Artificial intelligence (AI) drives value based on business outcomes around customer experience, cost reduction and revenue generation. Successful CIOs understand that AI applications are more than technical and tactical projects and that the application of AI as a technological capability can enable new opportunities and help achieve business goals.
The use of artificial intelligence (AI) and machine learning is already imposing changes to market practice and service delivery in some parts of the legal sector. However, the role of efficiency-driven solutions powered by AI and the legal tech space broadly is still evolving within the legal industry.
In the justice system specifically, AI has the potential to radically influence the way criminal and civil proceeding are heard and decided though, there are many questions around its eventual application, and the necessity to consider the ethical implications of using such technology..
A Commission was set up to examine the use of algorithms in the justice system in England and Wales and what controls, if any, are needed to protect human rights and trust in the justice system.
As the legal industry increasingly engages with efficiency driven solutions, including AI and machine learning—what controls, if any, are needed to ensure that trust and basic human rights are protected in the justice system?
I think it’s helpful to distinguish between two kinds of issues.

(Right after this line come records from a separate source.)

PR #1291, opened 2025-10-07
fix: makes gRPC's MaxRecvMsgSize for the extension server

owayss:
**Description**
Makes go's gRPC `MaxRecvMsgSize` configurable for the extension server, whose default value is 4MB https://pkg.go.dev/google.golang.org/grpc#MaxRecvMsgSize

When the gRPC message payload from the xDS server exceeds 4MB, it is rejected by the extension server and the below errors is observed on envoy-gateway:
```
2025-10-07T10:26:44.625Z        ERROR   xds     runner/runner.go:245    failed to translate xds ir      {"runner": "xds", "error": "rpc error: code = ResourceExhausted desc = grpc: received message larger than max (6683527 vs. 4194304)"}
2025-10-07T10:26:44.625Z        ERROR   watchable       message/watchutil.go:86 observed an error       {"runner": "xds", "error": "rpc error: code = ResourceExhausted desc = grpc: received message larger than max (6683527 vs. 4194304)"}
```
This PR makes it configurable via the command-line flag `maxRecvMsgSize` and keeps its default at 4MB.

Fixes https://github.com/envoyproxy/ai-gateway/issues/1293
Related PR to make gRPC's message sizes configurable, though that was for the external processor gRPC server: https://github.com/envoyproxy/ai-gateway/pull/1213

Note that this applies to the xDS resource messages sent from the xDS server to the extension server. The payload of these messages increases with the size/count of the config resources.

### DIFF
--- a/cmd/controller/main.go
+++ b/cmd/controller/main.go
@@ -49,6 +49,8 @@ type flags struct {
 	extProcExtraEnvVars            string
 	// extProcMaxRecvMsgSize is the maximum message size in bytes that the gRPC server can receive.
 	extProcMaxRecvMsgSize int
+	// maxRecvMsgSize is the maximum message size in bytes that the gRPC extension server can receive.
+	maxRecvMsgSize int
 }
 
 // parsePullPolicy parses string into a k8s PullPolicy.
@@ -146,6 +148,11 @@ func parseAndValidateFlags(args []string) (flags, error) {
 		512*1024*1024,
 		"Maximum message size in bytes that the gRPC server can receive for extProc. Default is 512MB.",
 	)
+	maxRecvMsgSize := fs.Int(
+		"maxRecvMsgSize",
+		4*1024*1024,
+		"Maximum message size in bytes that the gRPC extension server can receive. Default is 4MB.",
+	)
 
 	if err := fs.Parse(args); err != nil {
 		err = fmt.Errorf("failed to parse flags: %w", err)
@@ -215,6 +222,7 @@ func parseAndValidateFlags(args []string) (flags, error) {
 		rootPrefix:                     *rootPrefix,
 		extProcExtraEnvVars:            *extProcExtraEnvVars,
 		extProcMaxRecvMsgSize:          *extProcMaxRecvMsgSize,
+		maxRecvMsgSize:                 *maxRecvMsgSize,
 	}, nil
 }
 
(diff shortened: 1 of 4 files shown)


mathetake:
omg this is really a good catch!

cmd/controller/main.go
```diff
@@ -146,6 +148,11 @@ func parseAndValidateFlags(args []string) (flags, error) {
 		512*1024*1024,
 		"Maximum message size in bytes that the gRPC server can receive for extProc. Default is 512MB.",
 	)
+	maxRecvMsgSize := fs.Int(
+		"maxRecvMsgSize",
+		4*1024*1024,
```
mathetake, line 153: can you make the default more reasonable considering the Envoy config size in general? I think 64MB should be good (it's so random though...) since extension servers are not taking untrusted users' requests but only EG is the client plus we don't want to fail AIGW anyways 
```suggestion
		64*1024*1024,
		"Maximum message size in bytes that the gRPC extension server can receive. Default is 64MB.",
```

owayss: @mathetake sounds good too. My rationale for keeping the the default as low as `4MB` (that's gRPC's package default) was to avoid running into OOM and crash the extension server if the container memory limits were not adjusted beforehand, and instead have it only reject the large config (as is the current behaviour now) so users can increase this parameter along with their container resources accordingly.
Let me know what you think.

mathetake: yeah that makes sense too. Yeah i think we are good to go with 4mb anyways as long as we provide the configuration knob, it should be good

mathetake (commented):
@owayss before merging, could you add a helm chart flag to configure this one?

* https://github.com/envoyproxy/ai-gateway/blob/fe78de10f013fb20509927583625e1ad765c8b23/manifests/charts/ai-gateway-helm/templates/deployment.yaml#L44
* https://github.com/envoyproxy/ai-gateway/blob/fe78de10f013fb20509927583625e1ad765c8b23/manifests/charts/ai-gateway-helm/values.yaml#L37

then good to go!

owayss:
> @owayss before merging, could you add a helm chart flag to configure this one?
> 
>     * https://github.com/envoyproxy/ai-gateway/blob/fe78de10f013fb20509927583625e1ad765c8b23/manifests/charts/ai-gateway-helm/templates/deployment.yaml#L44
> 
>     * https://github.com/envoyproxy/ai-gateway/blob/fe78de10f013fb20509927583625e1ad765c8b23/manifests/charts/ai-gateway-helm/values.yaml#L37
> 
> 
> then good to go!

thanks, done in https://github.com/envoyproxy/ai-gateway/pull/1291/commits/45620fd69595e93168588892bb3ef9dd94709005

Within customer-facing solutions, we are going to see an explosion of ‘legal apps’. There will be cases (think parking fines) where there is little downside to the vital increase in affordability and accessibility that automation brings, provided transparency, accountability and privacy are safeguarded. Yet such clear-cut cases of unproblematic automation are not that common. Laudable as it may be, the drive to democratise legal expertise by distilling it into mass-market, problem solver apps can conceal issues that demand human input. As an example, an app that allows those who have recently been dismissed from their job to avail themselves of their right to severance pay (which may be opaque due to complex legislation) is commendable. Yet without a proactive referral system, such an app would fail its users. The vulnerability that is concomitant with finding oneself jobless cannot be addressed by algorithms, no matter how much empathy such apps may be able to display.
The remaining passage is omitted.